ここでスタックの大きさは16KBにしています。

リンカースクリプトの作成

カーネルのリンカースクリプトについて作成していきます。リンカーにカーネルの

仮想アドレスとカーネルイメージが実際にロードされる物理アドレスを設定します。


ENTRY(start)
OUTPUT_FORMAT(elf32-i386)

SECTIONS
{
    . = 0xC0100000;

    .text : AT( ADDR( .text ) - 0xC0000000 )
    {
        _text_start = .;
        *(.text)
        _text_end = .;
    }

    .rodata : AT( ADDR( .rodata ) - 0xC0000000 )
    {
        _rodata_start = .;
        *(.rodata)
        _rodata_end = .;
    }

    .data ALIGN ( 0x1000 ): AT( ADDR( .data ) - 0xC0000000 )
    {
        _data_start = .;
        *(.data)
        _data_end = .;
    }

    .bss : AT( ADDR( .bss ) - 0xC0000000 )
    {
        stack = .;
        _bss_start = .;
        *(COMMON)
        *(.bss)
        _bss_end = .;
    }
}



ここでATキーワードは実際にロードするアドレスを指定するキーワードとなります。

(ATは物理アドレスを指定します。

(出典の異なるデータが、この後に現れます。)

PR #9816, opened 2022-01-12
Fix default install tag for shared lib symlinks

xclaesse:
Versioned shared libraries should have .so file in devel, .so.1 and
.so.1.2.3 in runtime.

### DIFF
--- a/mesonbuild/minstall.py
+++ b/mesonbuild/minstall.py
@@ -428,11 +428,11 @@ class Installer:
         append_to_log(self.lf, to_file)
         return True
 
-    def do_symlink(self, target: str, link: str, full_dst_dir: str) -> bool:
+    def do_symlink(self, target: str, link: str, full_dst_dir: str, allow_missing: bool) -> bool:
         abs_target = target
         if not os.path.isabs(target):
             abs_target = os.path.join(full_dst_dir, target)
-        if not os.path.exists(abs_target):
+        if not os.path.exists(abs_target) and not allow_missing:
             raise MesonException(f'Tried to install symlink to missing file {abs_target}')
         if os.path.exists(link):
             if not os.path.islink(link):
@@ -592,7 +592,7 @@ class Installer:
             full_dst_dir = get_destdir_path(destdir, fullprefix, s.install_path)
             full_link_name = get_destdir_path(destdir, fullprefix, s.name)
             dm.makedirs(full_dst_dir, exist_ok=True)
-            if self.do_symlink(s.target, full_link_name, full_dst_dir):
+            if self.do_symlink(s.target, full_link_name, full_dst_dir, s.allow_missing):
                 self.did_install_something = True
 
     def install_man(self, d: InstallData, dm: DirMaker, destdir: str, fullprefix: str) -> None:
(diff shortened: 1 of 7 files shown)


mesonbuild/minstall.py
```diff
@@ -463,8 +463,8 @@ def do_symlink(self, target: str, link: str, full_dst_dir: str) -> bool:
         abs_target = target
         if not os.path.isabs(target):
             abs_target = os.path.join(full_dst_dir, target)
-        if not os.path.exists(abs_target):
-            raise RuntimeError(f'Tried to install symlink to missing file {abs_target}')
+        #if not os.path.exists(abs_target):
+        #    raise RuntimeError(f'Tried to install symlink to missing file {abs_target}')
```
xclaesse, line 467: This is a TODO: when installing only `devel` the target does not exist, not sure we should always allow installing symlink to a target that does not exist??

mesonbuild/mintro.py
```diff
@@ -107,9 +107,6 @@ def list_installed(installdata: backends.InstallData) -> T.Dict[str, str]:
         for t in installdata.targets:
             res[os.path.join(installdata.build_dir, t.fname)] = \
                 os.path.join(installdata.prefix, t.outdir, os.path.basename(t.fname))
-            for alias in t.aliases.keys():
-                res[os.path.join(installdata.build_dir, alias)] = \
-                    os.path.join(installdata.prefix, t.outdir, os.path.basename(alias))
```
xclaesse, line 112: TODO: aliases are now parts of `installdata.symlinks` but those are not part of introspection data.

mesonbuild/minstall.py
eli-schwartz, line 467: Huh, why does this need to be commented out? Don't we install destinations before symlinks already?

mesonbuild/mintro.py
```diff
@@ -217,7 +214,6 @@ def list_targets(builddata: build.Build, installdata: backends.InstallData, back
     install_lookuptable = {}
     for i in installdata.targets:
         out = [os.path.join(installdata.prefix, i.outdir, os.path.basename(i.fname))]
-        out += [os.path.join(installdata.prefix, i.outdir, os.path.basename(x)) for x in i.aliases]
```
xclaesse, line 220: TODO: should symlinks be part of targets?

mesonbuild/minstall.py
xclaesse: Opened a TODO review comment myself about this, see above.

eli-schwartz: Ah, good point!

xclaesse: Allowed it only for library symlinks for now. Better be conservative.

mesonbuild/mintro.py
xclaesse: Side effect of this PR, installdata.symlinks are now part of introspection data.

mesonbuild/mintro.py
xclaesse: yes, now they are.

xclaesse:
@eli-schwartz ok, finally got the CI pass here, ready for review \o/

PR #9817, opened 2022-01-13
gome.gdbus_codegen: fix annotations argument for multiple annotations, harder

eli-schwartz:
The original attempted fix only allowed configuration to succeed, but not building. It was modeled based on the gdbus-codegen documentation, which states:

```
  --annotate WHAT KEY VALUE WHAT KEY VALUE WHAT KEY VALUE
                        Add annotation (may be used several times)
```

which clearly indicates that gdbus-codegen accepts an --annotate flag that is followed by a multiple of 3 values, despite this not actually working.

The manpage actually contradicts the --help text:

```
   --annotate ELEMENT KEY VALUE
       Used to inject D-Bus annotations into the given XML files. []
```

... and gives examples that use multiple --annotate flags each with 3 arguments.

To better understand what meson is supposed to do here, we should look at ef52e60936665c982cd17a4a17c2045b445d8e6d, which ported to typed_kwargs. There is actually a big chunk of code to handle annotations that got completely dropped, leading with a comment (that did not get dropped): "they are a list of lists of strings..."

Reimplement this logic inside a validator/converter for the annotations kwarg container:

- do not listify, we don't accept `annotations: ''` and listify is  supposed to be for when either x or list[x] is valid

- go back to checking for a list of exactly 3 values

- allow a list of the aforementioned, in the traditionally expected form:
  ```
  [
    ['foo1', 'foo2', 'foo3'],
    ['bar1', 'bar2', 'bar3'],
  ]
  ```

- pass one --annotate flag per 3-value-list

And add some better error reporting for the cause of errors when processing lists of lists.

リンカーはロードする物理アドレスとは別に

仮想アドレスについても別管理しますので注意してください)。カーネル自体は

0xC0000000をベースアドレスとして動作します。実際には物理アドレス

0x00100000にロードされるので、カーネルイメージ自体は仮想アドレス

0xC0100000から始まるようにリンカースクリプトで指定しています。実際に

ロードされる物理アドレスは0xC0000000を引くと物理アドレスを計算できます。

また、スタックの位置についても今回は特別セクションとして定義していませんので

.bssセクションに配置されます。この場合、 カーネルことはじめ で.bssセクションを

クリアーしていますが、そのクリアーする対象アドレスからスタック領域を外すように

置いておきます。あとは普通にコンパイルして起動させるだけとなります。